GIVEN RECORDS:
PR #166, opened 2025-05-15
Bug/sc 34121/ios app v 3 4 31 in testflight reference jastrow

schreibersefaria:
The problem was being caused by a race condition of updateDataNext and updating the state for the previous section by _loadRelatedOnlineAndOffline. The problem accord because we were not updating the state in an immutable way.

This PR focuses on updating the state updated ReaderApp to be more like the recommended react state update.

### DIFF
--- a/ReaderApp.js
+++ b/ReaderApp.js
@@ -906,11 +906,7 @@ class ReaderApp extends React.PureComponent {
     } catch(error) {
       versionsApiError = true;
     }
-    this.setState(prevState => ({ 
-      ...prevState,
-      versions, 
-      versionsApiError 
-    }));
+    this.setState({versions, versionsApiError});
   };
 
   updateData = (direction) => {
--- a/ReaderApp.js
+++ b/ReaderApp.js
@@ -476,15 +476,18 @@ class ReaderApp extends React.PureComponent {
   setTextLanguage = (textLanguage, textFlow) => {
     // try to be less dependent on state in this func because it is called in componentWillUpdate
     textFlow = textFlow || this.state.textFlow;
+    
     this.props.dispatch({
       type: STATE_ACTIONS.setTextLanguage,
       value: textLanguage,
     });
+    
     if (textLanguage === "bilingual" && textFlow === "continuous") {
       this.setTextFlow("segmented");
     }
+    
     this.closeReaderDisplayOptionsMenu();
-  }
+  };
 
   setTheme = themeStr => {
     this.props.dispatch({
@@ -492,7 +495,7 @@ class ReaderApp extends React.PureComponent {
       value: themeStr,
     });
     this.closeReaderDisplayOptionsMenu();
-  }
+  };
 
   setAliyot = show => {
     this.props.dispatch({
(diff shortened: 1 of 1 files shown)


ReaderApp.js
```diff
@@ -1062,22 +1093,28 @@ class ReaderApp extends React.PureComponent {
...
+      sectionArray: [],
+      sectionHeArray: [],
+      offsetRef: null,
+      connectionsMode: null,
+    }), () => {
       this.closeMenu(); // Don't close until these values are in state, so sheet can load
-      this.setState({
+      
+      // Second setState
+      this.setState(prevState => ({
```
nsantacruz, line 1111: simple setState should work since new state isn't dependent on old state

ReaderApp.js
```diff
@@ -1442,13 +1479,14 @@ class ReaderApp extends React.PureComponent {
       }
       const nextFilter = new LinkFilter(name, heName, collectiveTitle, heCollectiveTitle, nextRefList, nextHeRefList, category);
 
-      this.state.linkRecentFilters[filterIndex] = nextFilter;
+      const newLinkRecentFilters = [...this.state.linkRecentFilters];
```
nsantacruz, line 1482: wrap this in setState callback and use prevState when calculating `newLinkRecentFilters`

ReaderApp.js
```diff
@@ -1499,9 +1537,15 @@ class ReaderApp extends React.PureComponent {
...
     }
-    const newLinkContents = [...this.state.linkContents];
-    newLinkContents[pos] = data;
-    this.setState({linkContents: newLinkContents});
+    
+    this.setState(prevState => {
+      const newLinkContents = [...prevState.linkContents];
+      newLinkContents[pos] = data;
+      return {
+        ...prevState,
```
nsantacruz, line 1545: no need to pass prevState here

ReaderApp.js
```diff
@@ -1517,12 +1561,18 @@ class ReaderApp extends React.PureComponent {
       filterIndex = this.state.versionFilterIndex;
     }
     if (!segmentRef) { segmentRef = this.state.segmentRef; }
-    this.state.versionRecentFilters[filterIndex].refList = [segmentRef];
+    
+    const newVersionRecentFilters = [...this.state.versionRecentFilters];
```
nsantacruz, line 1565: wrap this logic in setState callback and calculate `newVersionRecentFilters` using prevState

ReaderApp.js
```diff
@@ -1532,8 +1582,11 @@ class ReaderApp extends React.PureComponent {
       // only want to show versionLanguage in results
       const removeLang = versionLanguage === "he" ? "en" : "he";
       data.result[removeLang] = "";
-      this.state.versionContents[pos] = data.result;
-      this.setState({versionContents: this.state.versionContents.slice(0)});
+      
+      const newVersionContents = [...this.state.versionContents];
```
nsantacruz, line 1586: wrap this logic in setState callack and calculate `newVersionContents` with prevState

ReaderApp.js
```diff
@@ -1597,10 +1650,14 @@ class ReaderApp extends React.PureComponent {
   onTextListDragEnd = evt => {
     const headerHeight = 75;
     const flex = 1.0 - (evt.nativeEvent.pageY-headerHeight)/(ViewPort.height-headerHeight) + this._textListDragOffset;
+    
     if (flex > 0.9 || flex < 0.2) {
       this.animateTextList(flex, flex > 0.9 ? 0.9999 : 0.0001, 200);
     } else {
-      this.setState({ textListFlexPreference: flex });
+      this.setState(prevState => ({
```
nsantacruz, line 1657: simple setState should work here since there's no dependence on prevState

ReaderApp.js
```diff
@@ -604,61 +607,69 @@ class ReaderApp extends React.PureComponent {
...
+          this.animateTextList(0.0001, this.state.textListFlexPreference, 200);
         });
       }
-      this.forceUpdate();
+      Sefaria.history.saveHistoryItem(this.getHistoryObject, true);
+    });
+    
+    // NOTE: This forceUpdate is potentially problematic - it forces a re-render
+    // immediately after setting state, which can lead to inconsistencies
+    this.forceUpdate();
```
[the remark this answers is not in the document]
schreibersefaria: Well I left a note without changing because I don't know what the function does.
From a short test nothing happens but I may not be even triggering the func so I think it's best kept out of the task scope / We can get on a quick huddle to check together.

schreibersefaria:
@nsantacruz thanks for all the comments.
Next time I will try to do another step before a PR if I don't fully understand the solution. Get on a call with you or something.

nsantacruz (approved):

==

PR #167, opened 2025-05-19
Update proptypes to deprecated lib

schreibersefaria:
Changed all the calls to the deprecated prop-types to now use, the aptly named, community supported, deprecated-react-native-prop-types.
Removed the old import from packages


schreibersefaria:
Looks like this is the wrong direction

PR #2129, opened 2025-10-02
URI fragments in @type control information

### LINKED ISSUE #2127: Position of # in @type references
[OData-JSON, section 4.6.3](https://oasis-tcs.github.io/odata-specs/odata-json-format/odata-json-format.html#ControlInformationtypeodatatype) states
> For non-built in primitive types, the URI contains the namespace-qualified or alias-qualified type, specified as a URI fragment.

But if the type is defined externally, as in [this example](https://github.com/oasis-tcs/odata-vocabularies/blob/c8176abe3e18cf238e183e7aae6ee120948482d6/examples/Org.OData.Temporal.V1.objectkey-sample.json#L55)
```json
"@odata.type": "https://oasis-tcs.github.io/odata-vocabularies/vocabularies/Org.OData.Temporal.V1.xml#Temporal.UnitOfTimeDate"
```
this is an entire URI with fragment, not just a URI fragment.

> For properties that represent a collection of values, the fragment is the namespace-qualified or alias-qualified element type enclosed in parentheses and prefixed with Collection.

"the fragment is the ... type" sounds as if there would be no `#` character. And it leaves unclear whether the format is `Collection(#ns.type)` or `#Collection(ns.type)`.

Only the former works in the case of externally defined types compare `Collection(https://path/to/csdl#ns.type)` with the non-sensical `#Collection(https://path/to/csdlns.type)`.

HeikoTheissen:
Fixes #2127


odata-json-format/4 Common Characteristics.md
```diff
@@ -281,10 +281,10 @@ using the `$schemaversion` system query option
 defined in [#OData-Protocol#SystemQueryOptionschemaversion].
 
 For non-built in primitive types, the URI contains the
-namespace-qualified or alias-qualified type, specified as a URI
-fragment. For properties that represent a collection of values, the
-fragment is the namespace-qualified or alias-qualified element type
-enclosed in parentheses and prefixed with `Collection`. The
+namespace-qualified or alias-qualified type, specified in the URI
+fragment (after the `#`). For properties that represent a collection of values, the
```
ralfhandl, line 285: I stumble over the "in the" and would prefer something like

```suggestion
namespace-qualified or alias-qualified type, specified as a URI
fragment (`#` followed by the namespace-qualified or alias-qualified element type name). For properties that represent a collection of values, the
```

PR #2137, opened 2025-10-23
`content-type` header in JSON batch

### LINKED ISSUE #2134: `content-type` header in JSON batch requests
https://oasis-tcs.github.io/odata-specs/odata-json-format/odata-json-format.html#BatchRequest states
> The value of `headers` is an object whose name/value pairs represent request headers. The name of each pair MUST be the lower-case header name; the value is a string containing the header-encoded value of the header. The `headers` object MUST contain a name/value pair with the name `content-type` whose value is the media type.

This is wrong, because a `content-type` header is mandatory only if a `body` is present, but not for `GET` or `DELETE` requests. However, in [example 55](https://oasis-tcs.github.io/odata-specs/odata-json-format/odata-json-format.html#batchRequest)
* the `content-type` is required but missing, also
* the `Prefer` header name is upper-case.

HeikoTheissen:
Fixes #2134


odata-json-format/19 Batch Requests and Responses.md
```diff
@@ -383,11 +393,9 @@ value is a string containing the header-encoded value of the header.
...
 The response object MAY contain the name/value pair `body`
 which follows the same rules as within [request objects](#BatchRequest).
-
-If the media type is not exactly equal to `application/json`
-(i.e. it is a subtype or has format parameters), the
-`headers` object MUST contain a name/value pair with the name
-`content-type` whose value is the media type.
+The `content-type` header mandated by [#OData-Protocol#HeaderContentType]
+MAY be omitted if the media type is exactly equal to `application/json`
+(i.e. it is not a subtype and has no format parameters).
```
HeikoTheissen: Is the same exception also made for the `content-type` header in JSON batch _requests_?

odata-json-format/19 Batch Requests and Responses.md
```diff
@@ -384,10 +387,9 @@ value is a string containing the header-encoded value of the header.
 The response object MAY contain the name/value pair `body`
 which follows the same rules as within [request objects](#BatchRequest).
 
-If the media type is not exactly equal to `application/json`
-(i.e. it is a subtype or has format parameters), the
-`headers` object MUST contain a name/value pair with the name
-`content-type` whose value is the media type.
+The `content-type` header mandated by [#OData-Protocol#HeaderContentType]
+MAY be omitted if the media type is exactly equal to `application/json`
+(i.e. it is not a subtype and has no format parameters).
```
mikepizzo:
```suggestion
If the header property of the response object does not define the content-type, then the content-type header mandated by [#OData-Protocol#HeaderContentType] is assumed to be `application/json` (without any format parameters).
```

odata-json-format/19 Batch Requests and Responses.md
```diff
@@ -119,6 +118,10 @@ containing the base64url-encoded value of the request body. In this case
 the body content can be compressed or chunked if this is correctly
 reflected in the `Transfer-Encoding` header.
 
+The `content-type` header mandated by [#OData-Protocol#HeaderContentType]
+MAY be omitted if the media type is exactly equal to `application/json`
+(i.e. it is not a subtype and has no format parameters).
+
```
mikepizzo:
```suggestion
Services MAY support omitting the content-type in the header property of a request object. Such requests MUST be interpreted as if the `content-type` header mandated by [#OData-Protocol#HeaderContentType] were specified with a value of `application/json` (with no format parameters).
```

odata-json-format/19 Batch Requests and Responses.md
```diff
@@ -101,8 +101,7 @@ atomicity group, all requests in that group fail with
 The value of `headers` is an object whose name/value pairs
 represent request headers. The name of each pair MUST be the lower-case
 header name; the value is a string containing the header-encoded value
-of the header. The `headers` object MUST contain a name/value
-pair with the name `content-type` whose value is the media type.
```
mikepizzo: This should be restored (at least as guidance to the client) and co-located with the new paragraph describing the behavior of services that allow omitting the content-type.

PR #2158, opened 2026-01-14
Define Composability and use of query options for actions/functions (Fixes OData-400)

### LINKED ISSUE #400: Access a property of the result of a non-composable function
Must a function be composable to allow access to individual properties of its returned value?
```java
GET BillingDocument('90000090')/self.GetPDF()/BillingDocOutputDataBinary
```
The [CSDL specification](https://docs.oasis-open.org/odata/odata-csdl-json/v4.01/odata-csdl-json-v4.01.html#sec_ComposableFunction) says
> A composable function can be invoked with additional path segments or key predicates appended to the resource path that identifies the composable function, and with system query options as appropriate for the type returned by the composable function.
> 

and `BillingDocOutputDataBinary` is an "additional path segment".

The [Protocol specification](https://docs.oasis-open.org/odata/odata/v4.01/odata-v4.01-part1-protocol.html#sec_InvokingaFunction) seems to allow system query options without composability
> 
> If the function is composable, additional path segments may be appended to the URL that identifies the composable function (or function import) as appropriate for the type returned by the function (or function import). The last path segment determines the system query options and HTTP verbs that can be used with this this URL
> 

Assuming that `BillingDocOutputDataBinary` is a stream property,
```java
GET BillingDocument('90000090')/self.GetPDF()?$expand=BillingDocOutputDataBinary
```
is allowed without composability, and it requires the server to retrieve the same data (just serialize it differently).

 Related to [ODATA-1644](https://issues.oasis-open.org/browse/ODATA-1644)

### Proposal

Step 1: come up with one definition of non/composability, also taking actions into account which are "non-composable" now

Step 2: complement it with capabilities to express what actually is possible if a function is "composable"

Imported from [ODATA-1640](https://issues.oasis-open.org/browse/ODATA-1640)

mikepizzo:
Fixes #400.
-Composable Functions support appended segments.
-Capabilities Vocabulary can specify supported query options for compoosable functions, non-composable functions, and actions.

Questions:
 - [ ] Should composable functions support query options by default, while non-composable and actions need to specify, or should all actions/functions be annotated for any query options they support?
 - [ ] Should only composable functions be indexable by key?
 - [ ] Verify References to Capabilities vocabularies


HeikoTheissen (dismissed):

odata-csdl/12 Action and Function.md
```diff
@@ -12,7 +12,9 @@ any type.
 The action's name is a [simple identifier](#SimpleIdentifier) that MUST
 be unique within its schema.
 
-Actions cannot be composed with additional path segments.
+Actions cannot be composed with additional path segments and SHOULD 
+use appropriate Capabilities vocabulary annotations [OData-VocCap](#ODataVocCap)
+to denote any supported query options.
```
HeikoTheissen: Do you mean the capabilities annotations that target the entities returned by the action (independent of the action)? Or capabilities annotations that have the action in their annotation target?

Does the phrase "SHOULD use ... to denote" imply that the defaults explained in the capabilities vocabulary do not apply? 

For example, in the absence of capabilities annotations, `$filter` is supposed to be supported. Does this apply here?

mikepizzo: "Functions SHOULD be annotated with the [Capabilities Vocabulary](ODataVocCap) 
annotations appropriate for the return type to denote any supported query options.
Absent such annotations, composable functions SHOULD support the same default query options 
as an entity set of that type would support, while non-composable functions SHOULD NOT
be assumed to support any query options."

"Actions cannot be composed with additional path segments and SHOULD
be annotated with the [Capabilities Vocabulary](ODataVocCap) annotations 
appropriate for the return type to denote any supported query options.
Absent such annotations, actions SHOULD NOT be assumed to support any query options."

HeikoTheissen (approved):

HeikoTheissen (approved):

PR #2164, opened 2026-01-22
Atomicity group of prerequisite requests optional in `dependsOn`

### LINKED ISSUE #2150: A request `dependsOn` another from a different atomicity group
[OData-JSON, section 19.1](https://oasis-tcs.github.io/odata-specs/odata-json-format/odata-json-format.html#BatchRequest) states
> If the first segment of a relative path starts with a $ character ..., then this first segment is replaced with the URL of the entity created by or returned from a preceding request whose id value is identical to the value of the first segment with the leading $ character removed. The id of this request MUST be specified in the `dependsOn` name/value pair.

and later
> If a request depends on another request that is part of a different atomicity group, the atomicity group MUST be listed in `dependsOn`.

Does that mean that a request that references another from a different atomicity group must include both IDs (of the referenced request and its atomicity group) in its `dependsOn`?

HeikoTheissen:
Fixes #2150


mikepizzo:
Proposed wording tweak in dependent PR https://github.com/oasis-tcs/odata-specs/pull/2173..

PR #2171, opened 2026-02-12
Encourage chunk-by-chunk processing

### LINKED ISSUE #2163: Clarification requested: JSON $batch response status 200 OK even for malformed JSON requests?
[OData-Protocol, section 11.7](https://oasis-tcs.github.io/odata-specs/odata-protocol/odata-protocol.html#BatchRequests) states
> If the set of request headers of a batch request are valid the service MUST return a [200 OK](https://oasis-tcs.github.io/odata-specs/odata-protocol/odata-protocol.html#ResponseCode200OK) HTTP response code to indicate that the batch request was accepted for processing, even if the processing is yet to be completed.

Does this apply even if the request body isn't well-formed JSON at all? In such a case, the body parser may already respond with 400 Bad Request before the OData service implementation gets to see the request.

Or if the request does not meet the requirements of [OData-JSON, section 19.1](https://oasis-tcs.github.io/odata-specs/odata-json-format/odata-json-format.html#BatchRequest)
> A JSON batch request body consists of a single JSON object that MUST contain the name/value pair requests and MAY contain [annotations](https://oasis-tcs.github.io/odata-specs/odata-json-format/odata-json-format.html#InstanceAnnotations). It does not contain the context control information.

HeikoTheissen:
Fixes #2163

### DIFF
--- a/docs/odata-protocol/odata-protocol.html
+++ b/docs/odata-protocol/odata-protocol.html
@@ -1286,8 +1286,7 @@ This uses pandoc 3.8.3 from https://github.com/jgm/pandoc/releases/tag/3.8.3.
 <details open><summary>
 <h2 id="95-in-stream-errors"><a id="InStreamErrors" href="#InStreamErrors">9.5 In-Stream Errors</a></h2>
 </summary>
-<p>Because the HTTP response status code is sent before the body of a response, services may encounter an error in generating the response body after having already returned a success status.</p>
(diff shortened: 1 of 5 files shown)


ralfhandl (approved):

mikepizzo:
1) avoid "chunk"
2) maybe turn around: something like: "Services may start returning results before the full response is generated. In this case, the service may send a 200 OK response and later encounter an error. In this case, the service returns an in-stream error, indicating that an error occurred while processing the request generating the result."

==

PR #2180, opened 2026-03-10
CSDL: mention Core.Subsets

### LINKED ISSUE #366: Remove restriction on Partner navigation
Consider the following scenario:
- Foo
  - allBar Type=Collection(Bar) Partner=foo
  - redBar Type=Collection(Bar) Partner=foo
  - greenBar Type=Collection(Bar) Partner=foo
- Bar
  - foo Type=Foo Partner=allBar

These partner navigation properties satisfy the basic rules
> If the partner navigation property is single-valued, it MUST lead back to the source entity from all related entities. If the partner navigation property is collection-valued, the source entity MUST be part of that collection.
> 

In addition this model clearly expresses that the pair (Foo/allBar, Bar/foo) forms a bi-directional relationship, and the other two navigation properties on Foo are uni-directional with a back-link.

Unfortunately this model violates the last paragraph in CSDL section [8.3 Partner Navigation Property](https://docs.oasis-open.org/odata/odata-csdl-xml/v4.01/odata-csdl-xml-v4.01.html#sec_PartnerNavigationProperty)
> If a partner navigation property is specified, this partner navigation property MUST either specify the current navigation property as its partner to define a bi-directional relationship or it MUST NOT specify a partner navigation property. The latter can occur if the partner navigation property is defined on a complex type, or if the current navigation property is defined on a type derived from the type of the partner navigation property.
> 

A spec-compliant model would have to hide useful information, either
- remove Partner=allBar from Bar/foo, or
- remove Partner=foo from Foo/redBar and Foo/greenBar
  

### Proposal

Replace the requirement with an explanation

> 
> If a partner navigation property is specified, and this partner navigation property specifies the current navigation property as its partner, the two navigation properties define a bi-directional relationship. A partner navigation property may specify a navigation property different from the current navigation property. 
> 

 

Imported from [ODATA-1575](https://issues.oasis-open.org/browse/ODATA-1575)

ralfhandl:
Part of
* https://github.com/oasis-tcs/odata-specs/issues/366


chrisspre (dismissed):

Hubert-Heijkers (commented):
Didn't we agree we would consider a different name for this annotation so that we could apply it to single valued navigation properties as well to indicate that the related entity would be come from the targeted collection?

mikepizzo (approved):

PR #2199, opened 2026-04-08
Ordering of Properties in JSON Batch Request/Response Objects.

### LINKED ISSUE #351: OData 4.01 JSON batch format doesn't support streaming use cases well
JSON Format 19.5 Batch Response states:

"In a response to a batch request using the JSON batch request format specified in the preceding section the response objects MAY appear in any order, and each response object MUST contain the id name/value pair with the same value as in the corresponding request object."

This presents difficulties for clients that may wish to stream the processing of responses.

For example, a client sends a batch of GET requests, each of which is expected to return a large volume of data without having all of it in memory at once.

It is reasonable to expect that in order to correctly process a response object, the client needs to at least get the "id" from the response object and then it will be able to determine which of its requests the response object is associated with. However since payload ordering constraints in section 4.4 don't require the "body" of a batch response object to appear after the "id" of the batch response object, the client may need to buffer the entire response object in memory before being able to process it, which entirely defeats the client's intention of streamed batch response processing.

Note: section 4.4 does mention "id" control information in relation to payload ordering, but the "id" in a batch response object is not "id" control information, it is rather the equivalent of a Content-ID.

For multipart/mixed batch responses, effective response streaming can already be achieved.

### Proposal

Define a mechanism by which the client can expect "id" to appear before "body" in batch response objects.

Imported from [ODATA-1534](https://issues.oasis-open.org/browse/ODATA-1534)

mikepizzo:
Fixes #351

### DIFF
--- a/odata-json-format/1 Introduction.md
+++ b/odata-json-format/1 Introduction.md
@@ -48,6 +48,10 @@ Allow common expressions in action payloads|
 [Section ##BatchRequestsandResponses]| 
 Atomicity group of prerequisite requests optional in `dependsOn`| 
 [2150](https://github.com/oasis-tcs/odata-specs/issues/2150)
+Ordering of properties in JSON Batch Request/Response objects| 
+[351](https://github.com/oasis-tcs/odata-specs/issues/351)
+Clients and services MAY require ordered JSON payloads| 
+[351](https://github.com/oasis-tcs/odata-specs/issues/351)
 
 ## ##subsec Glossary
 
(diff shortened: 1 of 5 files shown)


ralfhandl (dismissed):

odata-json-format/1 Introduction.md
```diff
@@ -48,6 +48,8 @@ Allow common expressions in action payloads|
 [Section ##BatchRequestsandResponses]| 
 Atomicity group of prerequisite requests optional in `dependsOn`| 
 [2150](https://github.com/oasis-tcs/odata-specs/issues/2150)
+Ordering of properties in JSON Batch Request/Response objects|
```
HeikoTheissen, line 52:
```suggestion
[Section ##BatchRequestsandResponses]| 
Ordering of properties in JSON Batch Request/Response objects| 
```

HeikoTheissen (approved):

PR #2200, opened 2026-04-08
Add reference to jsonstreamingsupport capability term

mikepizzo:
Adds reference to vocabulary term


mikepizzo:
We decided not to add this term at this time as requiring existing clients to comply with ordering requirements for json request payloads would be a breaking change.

REQUIRED ACTION: Set down only the lines above that fall between the line holding "- remove Partner=allBar from Bar/foo, or" and the line holding "For example, a", inclusive, keeping each exact.

WRITTEN ANSWER:
- remove Partner=allBar from Bar/foo, or
- remove Partner=foo from Foo/redBar and Foo/greenBar
  

### Proposal

Replace the requirement with an explanation

> 
> If a partner navigation property is specified, and this partner navigation property specifies the current navigation property as its partner, the two navigation properties define a bi-directional relationship. A partner navigation property may specify a navigation property different from the current navigation property. 
> 

 

Imported from [ODATA-1575](https://issues.oasis-open.org/browse/ODATA-1575)

ralfhandl:
Part of
* https://github.com/oasis-tcs/odata-specs/issues/366


chrisspre (dismissed):

Hubert-Heijkers (commented):
Didn't we agree we would consider a different name for this annotation so that we could apply it to single valued navigation properties as well to indicate that the related entity would be come from the targeted collection?

mikepizzo (approved):

PR #2199, opened 2026-04-08
Ordering of Properties in JSON Batch Request/Response Objects.

### LINKED ISSUE #351: OData 4.01 JSON batch format doesn't support streaming use cases well
JSON Format 19.5 Batch Response states:

"In a response to a batch request using the JSON batch request format specified in the preceding section the response objects MAY appear in any order, and each response object MUST contain the id name/value pair with the same value as in the corresponding request object."

This presents difficulties for clients that may wish to stream the processing of responses.

For example, a client sends a batch of GET requests, each of which is expected to return a large volume of data without having all of it in memory at once.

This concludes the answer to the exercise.